Words have been thrown like knives, and now there’s nothing more to say. The silence is deafening as I stare down at the blank screen on my phone. It’s over. Five years of heartache and heartbreak; of intense highs and plummeting lows. Over.
The waves of emotion, temporarily stilled, come raging back, and the apartment feels suddenly suffocating. I look up and catch a reflection of myself in the mirror by the door, black smears of mascara down my tear-stained face. My eyes are puffy, my hair drab and unwashed. The all too familiar shadow of anxiety begins to grip me, and I know I need to get out.
I grab my green helmet, patterned on the outside like the shell of a watermelon, throw on my bike shoes, and grab my old friend. I clip in and head for the bike path that will lead me through the vast desert wastelands of the outer city. The air is hot, and the sun is bearing down on me, fuelling the anger I now feel burning within.
I’m out on the road now, no one for miles, just sand, rock, and the sound of my panting, angry breath. I drop a gear and pick up the pace, pushing harder and faster. Clipped in and gripping the handlebars so tightly my knuckles flash white, my bike and I are one. It feels my pain and holds me as I propel along on the track, letting the hot wind dry my tears while the exertion begins to calm the adrenaline slowly.

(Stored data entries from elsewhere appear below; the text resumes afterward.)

PR #1754, opened 2020-11-09
Add a throttled argument to depends, interact and bind

Hoxbro:
Supersede #1400 

The goal of this PR is to discuss the option to add a argument to `pn.depends` , `pn.interact` and `pn.bind` which throttles the slider widgets as mention in #1259. 

This is a work in progress and await input from @philippjfr. 

For testing purpose I use this script:
``` python

import panel as pn

pn.extension()

slider_dict = {
    "DateSlider": dict(start=date(2018, 9, 1), end=date(2018, 9, 10)),
    "DateRangeSlider": dict(
        start=date(2018, 9, 1),
        end=date(2018, 9, 10),
        value=(date(2018, 9, 2), date(2018, 9, 4)),
    ),
    "DiscreteSlider": dict(
        options=[0.1, 1, 10, 100],
        value=1,
    ),
    "FloatSlider": dict(start=1, end=10, value=5),
    "IntSlider": dict(start=1, end=10, value=5),
    "IntRangeSlider": dict(start=1, end=10, value=(2, 5)),
    "RangeSlider": dict(start=1, end=10, value=(2, 5)),
}

func = lambda x: repr(x)
throttled = True

dashboard = []
for slider, kwargs in slider_dict.items():
    widget = getattr(pn.widgets, slider)(**kwargs)
    bind = pn.bind(func, widget, throttled=throttled)
    depends = pn.depends(widget, throttled=throttled)(func)
    interact = pn.interact(func, x=widget, throttled=throttled)
    slider = pn.Column("## " + slider, widget, bind, depends, interact)
    dashboard.append(slider)

pn.Row(*dashboard).show()
```

Missing tasks:
 - [ ] Discussion if this is the best implementation or the implementation is needed.
 - [ ] Keyword argument to be used to enable value_throttled on sliders, right now it is `throttled`.
 - [ ] Create tests for the chosen implementation.
 - [ ] Update documentation with the new implementation.
 - [ ] Other?

### DIFF
--- a/examples/user_guide/Interact.ipynb
+++ b/examples/user_guide/Interact.ipynb
@@ -393,6 +393,25 @@
    "source": [
     "interact(f, x=dict([('one', 10), ('two', 20)]))"
    ]
+  },
+  {
+   "cell_type": "markdown",
+   "metadata": {},
+   "source": [
+    "## Disabling continuous updates for slider widgets\n",
+    "When interacting with functions which takes a long time to run, realtime feedback can be a burden instead of being helpful.\n",
+    "\n",
+    "If you are using slider widgets and you have a function which takes long time to calculate, you can set the keyword argument `throttled` to `True` in `interact`. This will then first run the function after the release of the mouse button."
+   ]
+  },
+  {
+   "cell_type": "code",
+   "execution_count": null,
+   "metadata": {},
+   "outputs": [],
+   "source": [
+    "interact(f, x=(0.0, 20.0, None, 5.5), throttled=True)"
+   ]
   }
  ],
  "metadata": {
--- a/panel/depends.py
+++ b/panel/depends.py
@@ -7,12 +7,9 @@ from .widgets import Widget
 ipywidget_classes = {}
 
 
-def param_value_if_widget(arg, throttled=False):
+def param_value_if_widget(arg):
     if isinstance(arg, Widget):
-        if throttled is True and hasattr(arg, 'value_throttled'):
-            return arg.param.value_throttled
-        else:
-            return arg.param.value
+        return arg.param.value
 
     from .pane.ipywidget import IPyWidget
     if IPyWidget.applies(arg) and hasattr(arg, 'value'):
@@ -28,7 +25,7 @@ def param_value_if_widget(arg, throttled=False):
     return arg
 
 
-def depends(*args, throttled=False, **kwargs):
+def depends(*args, **kwargs):
     """
     Python decorator annotating a function or Parameterized method to
     express its dependencies on a set of Parameters. This declaration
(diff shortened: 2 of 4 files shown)


philippjfr:
I'm a -1 on the changes to bind and depends since you can very easily use `widget.param.value_throttled`.

philippjfr:
So what I'd like to see here is removing it from the depends/bind code, adding an example to the `interact` docs and finally a test.

philippjfr:
Also happy to see an example showing depends/bind usage with `value_throttled`, don't have any suggestions on where that should go though.

Hoxbro:
Thanks for the comments, I will do what you have suggested later this week. 

I would just like to mention that I have had a lot of problem finding out the correct way to apply `value_throttled` argument in depends/interact, when I started learning Panel and I still find myself look at old code to get it to work. I can see I'm properly not the only one which have these problem if I look at the discourse [1416](https://discourse.holoviz.org/t/how-to-use-callback-policy-intrange-slider/1416) and [1404](https://discourse.holoviz.org/t/how-to-disable-continuous-update-on-a-slider-widget/1404), so maybe a independent documentation page with examples of `value_throttled` could be a good option. This page could then be referenced at the slider widgets page.

MarcSkovMadsen:
@Hoxbro. Why do you use `value_throtled` at all and what does it do? (I've never used that.)

xavArtley:
Value throttle is updated only when you end interaction with the widget.
For exemple slider send value_throttle only when you release mouse button.
It avoid to call too often some functions wich can be time consuming

Le ven. 13 nov. 2020 à 11:51, Marc Skov Madsen <notifications@github.com> a
écrit :

Hoxbro:
As @xavArtley explained it is for calling a function after the mouse is released from the slider and not continually doing the sliding. When the function takes a long time to calculate it becomes very frustrating because it feels like it takes even longer than it should, see example below.  Also if the function has to open a file or look up values from a database it will do it a unnecessary amount of times.

``` python
import panel as pn
import time

pn.extension()

def func(x):
    time.sleep(1)
    return repr(x)

widget1 = pn.widgets.IntSlider(start=1, end=100)
widget2 = pn.widgets.IntSlider(start=1, end=100)

slider1 = pn.bind(func, widget1)
slider2 = pn.bind(func, widget2.param.value_throttled)

pn.Column(widget1, slider1, widget2, slider2).servable()
```
ezgif-4-e1a154739680

Right now the only options is to add the `widget.param.value_throttled` as an input instead of just `widget`. When you have a lot of sliders it becomes more confusing and therefore it would have been nice if there were an option to just use `value_throttled` instead of `value` if a widget had it. 

Another problem with `value_throttled` (to my knowledge) is that it is hard to incorporate into a parametrized class, what I do is either what I showed [here](https://discourse.holoviz.org/t/how-to-use-callback-policy-intrange-slider/1416/4) or just create a "simple" widget.

philippjfr:
Thanks so much! I'll merge this for now, and further improvements for the docs can come later.

philippjfr:
The Parameterized class problem is a good point, I think we should allow configuring that in the Param pane `widgets` argument. Also for a later PR though.

PR #1763, opened 2020-11-10
Updated environments docs

jbednar:
- The "Command line" environment previously listed for Panel actually only covers server usage, so this PR changes it to say "Editor + Server" instead.
- What about exporting static HTML? Seems like that ought to be in the list, but I don't know how to tell Panel users how to do it. I myself only do it using nbconvert, but presumably there's a more direct way not involving Jupyter?
- I also put in a section about what to do if your desired environment is not on this list. That may be too much detail, so please pare it down if you think it should say less.
- Presumably these changes, once finalized, should also be reflected into the readme.

### DIFF
--- a/README.md
+++ b/README.md
@@ -54,11 +54,11 @@ jupyter labextension install @pyviz/jupyterlab_pyviz
 
 ## Usage
 
-Panel can be used in a wide range of environments:
+Panel can be used in a wide range of development environments:
 
-### Command line
+### Editor + Server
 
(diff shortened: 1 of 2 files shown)


philippjfr:
The edits look good so please replicate them in the readme.

>What about exporting static HTML? Seems like that ought to be in the list, but I don't know how to tell Panel users how to do it. I myself only do it using nbconvert, but presumably there's a more direct way not involving Jupyter?

This isn't really in the same category as the others and I would not mention it here.

Issue #1776, opened 2020-11-12
Should panel_obj.save have `progress` keyword?


ahuang11:
Since embed has progress, and you can set embed=True in save, should save also has progress?

philippjfr:
Yes, it should.

PR #1778, opened 2020-11-13
Add progress=True

ahuang11:
https://github.com/holoviz/panel/issues/1776

```
import hvplot.xarray
import xarray as xr
import panel as pn
pn.extension()

ds = xr.tutorial.open_dataset('air_temperature')
pane = pn.panel(ds.hvplot('lon', 'lat'))
pane.save('test.html', embed=True, progress=True)
```
image

### DIFF
--- a/panel/viewable.py
+++ b/panel/viewable.py
@@ -713,10 +713,10 @@ class Viewable(Renderable, Layoutable, ServableMixin):
            The path to save json files to
         load_path: str (default=None)
            The path or URL the json files will be loaded from.
-        embed_states: dict (default={})
-          A dictionary specifying the widget values to embed for each widget
         progress: boolean (default=True)
           Whether to report progress
+        embed_states: dict (default={})
+          A dictionary specifying the widget values to embed for each widget
         """
         return save(self, filename, title, resources, template,
                     template_variables, embed, max_states, max_opts,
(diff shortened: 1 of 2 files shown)


panel/viewable.py
```diff
@@ -715,11 +715,13 @@ def save(self, filename, title=None, resources=None, template=None,
...
         embed_states: dict (default={})
           A dictionary specifying the widget values to embed for each widget
+        progress: boolean (default=True)
+          Whether to report progress
         """
         return save(self, filename, title, resources, template,
                     template_variables, embed, max_states, max_opts,
                     embed_json, json_prefix, save_path, load_path,
-                    embed_states)
+                    progress, embed_states)
```
philippjfr, line 724: Looks like this was broken before. Really should have used keywords here.

panel/viewable.py
```diff
@@ -715,11 +715,13 @@ def save(self, filename, title=None, resources=None, template=None,
            The path or URL the json files will be loaded from.
         embed_states: dict (default={})
           A dictionary specifying the widget values to embed for each widget
+        progress: boolean (default=True)
+          Whether to report progress
```
philippjfr, line 719:
```suggestion
        progress: boolean (default=True)
          Whether to report progress
        embed_states: dict (default={})
          A dictionary specifying the widget values to embed for each widget
```

philippjfr:
Thanks @ahuang11!

Issue #1770, opened 2020-11-11
Plotly plot in Plotly Pane inside Card does not work well.


MarcSkovMadsen:
Panel 0.10.1

I'm trying to create a demo streaming app with the different plotting libraries supported by Panel. I can see that the Plotly plot does not (re-)size well inside a card. And furthermore does not work responsively in the ReactTemplate.

![plotly_card](https://user-images.githubusercontent.com/42288570/98850094-87da1000-2454-11eb-9c74-be10e8e5914c.gif)

#### Minimum reproducible example

![image](https://user-images.githubusercontent.com/42288570/98849777-071b1400-2454-11eb-95ef-021e9a6f9648.png)

![image](https://user-images.githubusercontent.com/42288570/98849825-1b5f1100-2454-11eb-9e34-7755e199cba0.png)

![image](https://user-images.githubusercontent.com/42288570/98849878-303ba480-2454-11eb-8488-b534e80c80b2.png)

```python
import numpy as np
import altair as alt
import pandas as pd
import panel as pn
from streamz.dataframe import DataFrame as sDataFrame
import hvplot.pandas
import plotly.express as px

plotly_pane = pn.pane.Plotly(sizing_mode="stretch_both", config={'responsive': True})

def update_plotly(data):
    data = pd.concat(data).reset_index()
    plot = px.line(data, y="y", title='Plotly', template="plotly_dark")
    plot.layout.autosize=True
    plotly_pane.object = plot

df = sDataFrame(example=pd.DataFrame({"y": []}, index=pd.DatetimeIndex([])))
window_stream = df.cumsum().stream.sliding_window(50)

plotly_sink = window_stream.sink(update_plotly)

def emit():
    df.emit(pd.DataFrame({"y": [np.random.randn()]}, index=pd.DatetimeIndex([pd.datetime.now()])))
emit()
pn.state.add_periodic_callback(emit, period=100, count=500)

layout = pn.template.ReactTemplate(
    site="Awesome Panel",
    title="Streaming w. Echarts",
    theme=pn.template.react.DarkTheme,
    row_height=200,
)
layout.main[0:2, 0:6]=pn.layout.Card(plotly_pane, header="PLOTLY", sizing_mode="stretch_both")
layout.servable()
```

xavArtley:
From what I see it's more a plotly problem. It seems like plotly is not height responsive
https://plotly.com/javascript/responsive-fluid-layout/
[...]

PR #1780, opened 2020-11-13
Plotly reactive height

xavArtley:
should fix https://github.com/holoviz/panel/issues/1770
Based on @jonmmease comment I wrapped ploty plot inside a div with height and width set to 100%
I had to call PlotlyPlots.resize on the plotly plot creation for the first resize to work
```python
import pandas as pd
import plotly.express as px

data = pd.DataFrame([
    ('Monday', 7), ('Tuesday', 4), ('Wednesday', 9), ('Thursday', 4),
    ('Friday', 4), ('Saturday', 4), ('Sunay', 4)], columns=['Day', 'Orders']
)

fig = px.line(data, x="Day", y="Orders")
fig.update_traces(mode="lines+markers", marker=dict(size=10), line=dict(width=4))
fig.layout.autosize = True

responsive = pn.pane.Plotly(fig, config={'responsive': True})

pn.Column('# A responsive plot', responsive, sizing_mode='stretch_both').show()
```
plotly_reactive
plotly_reactive

### DIFF
--- a/panel/models/plotly.ts
+++ b/panel/models/plotly.ts
@@ -1,4 +1,6 @@
 import * as p from "@bokehjs/core/properties"
+
+import {div} from "@bokehjs/core/dom"
 import {clone} from "@bokehjs/core/util/object"
 import {isEqual} from "@bokehjs/core/util/eq"
 import {HTMLBox} from "@bokehjs/models/layouts/html_box"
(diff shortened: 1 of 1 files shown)


MarcSkovMadsen:
Thanks @xavArtley . I believe this is very important for Panel as Plotly is a great and very popular plotting library that users would expect to work.

MarcSkovMadsen:
@xavArtley . Do you understand why the card width changes When clicked?

None of the other plotting libraries causes this.

xavArtley:
> @xavArtley . Do you understand why the card width changes When clicked?
> 
> None of the other plotting libraries causes this.

I don't know but the behavior is the same as:
`pn.layout.Card('1'*100, header='Plotly', sizing_mode="stretch_both")`

philippjfr:
This is great, thanks!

I am not concentrating on the road ahead, focussing instead on pushing myself to let the physicality of the ride still my mind. And so, it happens, as it so often does in such moments. Appearing in a flash, too suddenly to react and spare me from the inevitable; there is sand all over the path ahead. It is piled thick and high, too deep for even the most accomplished of riders to challenge. My stomach drops, and dread flows through me like ice in my veins.
It is only my second week with clip-ins. The new shoes are tight and stiff. They are not even a blip on my mental radar as I head toward my impending doom. Instead, I hit the brakes and go to put my foot down and steady me through the treacherous terrain.
As I lie in the dirt, my knee throbbing and left leg trapped underneath my bike, still attached to the pedal, my brain makes the connection of where I went wrong. The dawning realization brings back the earlier fury I was cycling so hard to disappear. I free myself from the metal frame and crawl away off the side of the track.
The projections come hard and fast. I unbuckle my helmet and throw it at my bike.
“You stupid piece of s@*t! How could you do this to me?! Who even designed these ridiculous shoes. I hate you!”
As I bow my head to catch my breath, the sun catches on the rock on my hand. Beautiful and set into a perfect ring of gold, it sparkles in the light. On my knees, as though crying out to some long-forgotten deity, I let out a howl into the wind. Harrowing, it is choked with emotion and pain. I tear the ring from my finger and throw it violently away into the desert.
I don’t know how long I sit there, staring out in the silence toward the red horizon. Slowly, though, a soft calmness falls over me as the emotions drain out of my exhausted body. I look back to my bike, lying on its side in the sand, and feel a pang of regret for the emotions I have spat at it. Its black frame a stark contract to its surroundings.
I walk back towards it and slowly pick it up. With a wave of newfound peace, I clip in, helmet on, and begin to pedal. My heart rate steady, my mind clearer and calmer, my bike and I are again one. I feel as though we have shared this moment alone in the desert, so private and raw.
And I ride on, my old friend and me.